== What is needed ==
Scan the entries below for the word "compound". Copy each line that has it.
———
Issue #1531, opened 2020-05-02
Explicitly test for negative values in @for


connorskees:
Hello,

I wasn't able to find any tests for negative numbers in `@for`

e.g.
```scss
@for $i from -1 to 3 {
  ...
}

@for $i from 1 to -3 {
  ...
}

@for $i from -1 to -3 {
  ...
}
```

PR #1615, opened 2021-01-11
Refactor specs for the for at-rule to be conformant

stof:
This is the ground work for my PR adding specs covering the proper handling of units in `@for` for the fast-track proposal for https://github.com/sass/sass/issues/2931

As `@for` was only covered by non-conformant specs, this PR adds proper conformant specs for the existing behavior (the changes related to covering the fast-track proposal for units will be submitted in a separate PR).
This adds a few additional cases that were not covered before:
- empty loop
- backward loop
- floats in the loop bounds being an error (ironically, these ones need to be skipped for libsass, even though libsass complains saying that `"foo" is not an integer.` for the other spec covering the behavior for passing something else than a number)


stof:
The second commit adds more specs covering #1531

spec/directives/for/basic.hrx
```diff
@@ -0,0 +1,145 @@
+<===> inclusive_forward/input.scss
```
nex3, line 1: It's a good idea to [avoid placeholder path names](https://github.com/sass/sass-spec/blob/master/STYLE_GUIDE.md#do-use-descriptive-paths) like "basic", and try to find a more descriptive way to divide up the tests instead. In this case, you can just put everything under a single `for.hrx` file since there aren't that many specs yet.

spec/directives/for/basic.hrx
```diff
@@ -0,0 +1,145 @@
...
+<===>
+================================================================================
+<===> to_scope/input.scss
+// Overriding the variable inside the loop will not impact the end of the loop.
+$limit: 4;
+
+@for $i from 1 through $limit {
+  $limit: 2;
+  a {
+    b: $limit c $i;
```
nex3, line 126: This is a test case where the property name *isn't* irrelevant, so using a single-letter placeholder does more harm than good. If you write instead:

```suggestion
    limit: $limit;
    i: $i;
```

then it's clear when looking at the output which number is which.

nex3 (changes requested):

stof:
@nex3 I fixed your remarks.

nex3 (commented):
Thanks!

nex3 (approved):

PR #1620, opened 2021-02-10
Tests on escaping char in selectors: number, non alpha chars and non alpha chars in interpolation

stof:
This is taking over https://github.com/sass/sass-spec/pull/1600 to finish it


nex3 (approved):
If you've got time, I'd really like to see some tests that verify that the SassScript `&` for selectors with escapes does produce a consistent value (tests which will fail for LibSass).

PR #1630, opened 2021-03-16
Improve the way to exit from the spec runner

stof:
In node, write to stdout are asynchronous and can happen over multiple ticks of the event loop.
process.exit() forces the program to exit immediately, without waiting for any remaining pending asynchronous work, which can result in lost output if the output is not fully written yet.
Setting the process.exitCode property instead will configure the exit code to be used, while letting node terminate the process normally when nothing is pending in the event loop anymore.

See https://nodejs.org/api/process.html#process_process_exit_code for the doc about it.

### DIFF
--- a/lib-js/compiler.ts
+++ b/lib-js/compiler.ts
@@ -13,44 +13,40 @@ export interface Stdio {
 /**
  * A wrapper around a process that can compile Sass files.
  */
-export interface Compiler {
+export abstract class Compiler {
   /**
    * Run the compiler with the given args, at the path given as the cwd.
    */
-  compile(path: string, args: string[]): Promise<Stdio>
+  abstract compile(path: string, args: string[]): Promise<Stdio>
 
   /**
    * Shutdowns the compiler in case it was long-running
    */
-  shutdown(): void
+  shutdown(): void {}
 }
 
-/**
- * Returns a sass compiler that runs the given command.
- */
-export function executableCompiler(
-  command: string,
-  initArgs: string[] = []
-): Compiler {
-  return {
-    async compile(path, args) {
-      const { error, stdout, stderr, status } = child_process.spawnSync(
-        command,
-        [...initArgs, ...args],
-        {
-          cwd: path,
-          encoding: "utf-8",
-          stdio: ["ignore", "pipe", "pipe"],
-        }
-      )
-      if (error) {
-        throw new Error(`Failed to run executable compiler: ${error}`)
+export class ExecutableCompiler extends Compiler {
+  constructor(
+    private readonly command: string,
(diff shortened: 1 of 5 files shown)


Awjin:
Since `Tabulator` and `Interactor` use `process.stdin` and `process.stdout`, removing `process.exit()` most likely prevents the process from exiting and cleaning up properly. Could you verify this?

stof:
I don't think that's related to those, as the libsass run ended properly.
I think it is more the fact that the DartCompiler spaws a long-running process, which then keeps the event loop active. We need to shut it down cleanly at the end of the testsuite. I'll update my PR to account for that.

stof:
@Awjin here you go

lib-js/compiler.ts
```diff
@@ -43,10 +48,14 @@ export function executableCompiler(
       }
       return { stdout, stderr, status }
     },
+    shutdown() {
```
Awjin, line 51: Thanks for helping with this.

Instead of shimming the interface, consider making `Compiler` an abstract class with a default noop `shutdown()`, and then turning the function `executableCompiler()` into an `ExecutableCompiler` class that extends Compiler. Something like—

```
export abstract class Compiler {
  abstract compile(path: string, args: string[]): Promise<Stdio>;
  shutdown(): void {}
}

```

Awjin (changes requested):

lib-js/compiler.ts
stof: done. but this actually results in more code, not in less.

lib-js/compiler.ts
```diff
@@ -13,40 +13,47 @@ export interface Stdio {
...
-          stdio: ["ignore", "pipe", "pipe"],
-        }
-      )
-      if (error) {
-        throw new Error(`Failed to run executable compiler: ${error}`)
+export class ExecutableCompiler extends Compiler {
+  private readonly command: string
+  private readonly initArgs: string[]
+
+  constructor(command: string, initArgs: string[] = []) {
```
Awjin, line 32: TS lets you instantiate the members here

```
constructor(private readonly command: string, private readonly initArgs: string[] = [])
```

which lets us remove line 29, 30, 34, and 35. Same goes for `MockCompiler`

lib-js/compiler.ts
Awjin: IMO sometimes more code helps readability

Awjin (approved):
Looks good, thanks!

lib-js/compiler.ts
stof: oh, good to know. I didn't know that.

PR #1634, opened 2021-04-19
Add a regression test for sass/dart-sass#1287

nex3:


jathak (approved):

nex3:
Diff view notwithstanding, the test case here does include trailing whitespace on the line in question. I verified that this case fails with 1.32.10 and succeeds with 1.32.11.

Tofandel:
Indeed, I checked the files the spaces are there, strange they are not showing in diff view

PR #1635, opened 2021-04-27
Add test for extending extenders across modules.

Awjin:
[skip dart-sass]


spec/directives/extend/across_modules.hrx
```diff
@@ -0,0 +1,74 @@
+<===> options.yml
```
nex3, line 1: There are already some `@extend` + `@use` specs in `spec/directives/use/extend.hrx`, so maybe these should go there as well?

spec/directives/extend/across_modules.hrx
```diff
@@ -0,0 +1,74 @@
...
+<===> extending_an_extender_multiple_times/extender_of_extender2.scss
+@use "extender";
+.extender_of_extender2 {
+  @extend .extender;
+  b: 2;
+}
+
+<===> extending_an_extender_multiple_times/input.scss
+@use "extender_of_extender1";
+@use "extender_of_extender2";
```
nex3, line 31: In other diamond dependency tests we call these `left`, `right`, and `downstream`... might be good to use the same convention here.

nex3 (approved):

spec/directives/extend/across_modules.hrx
Awjin: Good call, I'll move these specs there and rename them to be more consistent.

PR #1636, opened 2021-04-30
Add specs covering errors for non simple extended selectors

stof:
While working on scssphp, I discovered that these error cases were not covered anywhere in sass-spec (most of `@extend` is still covered by non-conformant specs, but even those don't cover those cases)

### DIFF
--- a/spec/directives/extend/error.hrx
+++ b/spec/directives/extend/error.hrx
@@ -1,0 +1,55 @@
+<===> complex/input.scss
+a b {
+  a: b;
+}
+c {
+  @extend a b;
+}
+
+<===> complex/error
+Error: complex selectors may not be extended.
+  ,
+5 |   @extend a b;
+  |           ^^^
+  '
+  input.scss 5:11  root stylesheet
+
+<===> complex/error-libsass
+Error: complex selectors may not be extended.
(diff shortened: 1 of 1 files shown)


spec/directives/extend/error.hrx
```diff
@@ -0,0 +1,55 @@
...
+================================================================================
+<===> compound/input.scss
+a:hover {
+  a: b;
+}
+b {
+  @extend a:hover;
+}
+
+<===> compound/output-libsass.css
```
jathak, line 34: I probably makes sense to mark this one as TODO for libsass, since the correct behavior is now an error, not a warning.

jathak (changes requested):

spec/directives/extend/error.hrx
stof: Well, we have lots of other cases in sass-spec that have a libsass alternative showing a deprecation warning instead of triggering an error (that one misses the `DEPRECATION` part though)

stof: @jathak but will it stay deprecated ? @mgreter is working on the 4.0 version of libsass in https://github.com/sass/libsass/pull/3135

jathak (approved):

PR #1637, opened 2021-05-03
Add specs cover content-exists in control statements

stof:
Replaces #1361


spec/core_functions/meta/content_exists.hrx
```diff
@@ -16,11 +21,6 @@ b {
   c: false;
 }
 
-<===> false/top_level/options.yml
```
stof, line 19: This change was caused by the interactive mode reordering the files to put `options.yml` first

jathak (approved):

PR #1638, opened 2021-05-03
Fix the delimiter comment

stof:


stof:
@nex3 @Awjin could this be merged ? It prevents me from using the latest sass-spec version in the scssphp testsuite (we have our own runner, to handle some output normalization and the handling of skipped tests or skipped warnings due to our implementation not being an official one supported directly in sass-spec, and our own runner relies on those separators instead of using an actual hrx parser which does not exist in PHP)

jathak (approved):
———
== Exercise result ==
+<===> compound/input.scss
+<===> compound/output-libsass.css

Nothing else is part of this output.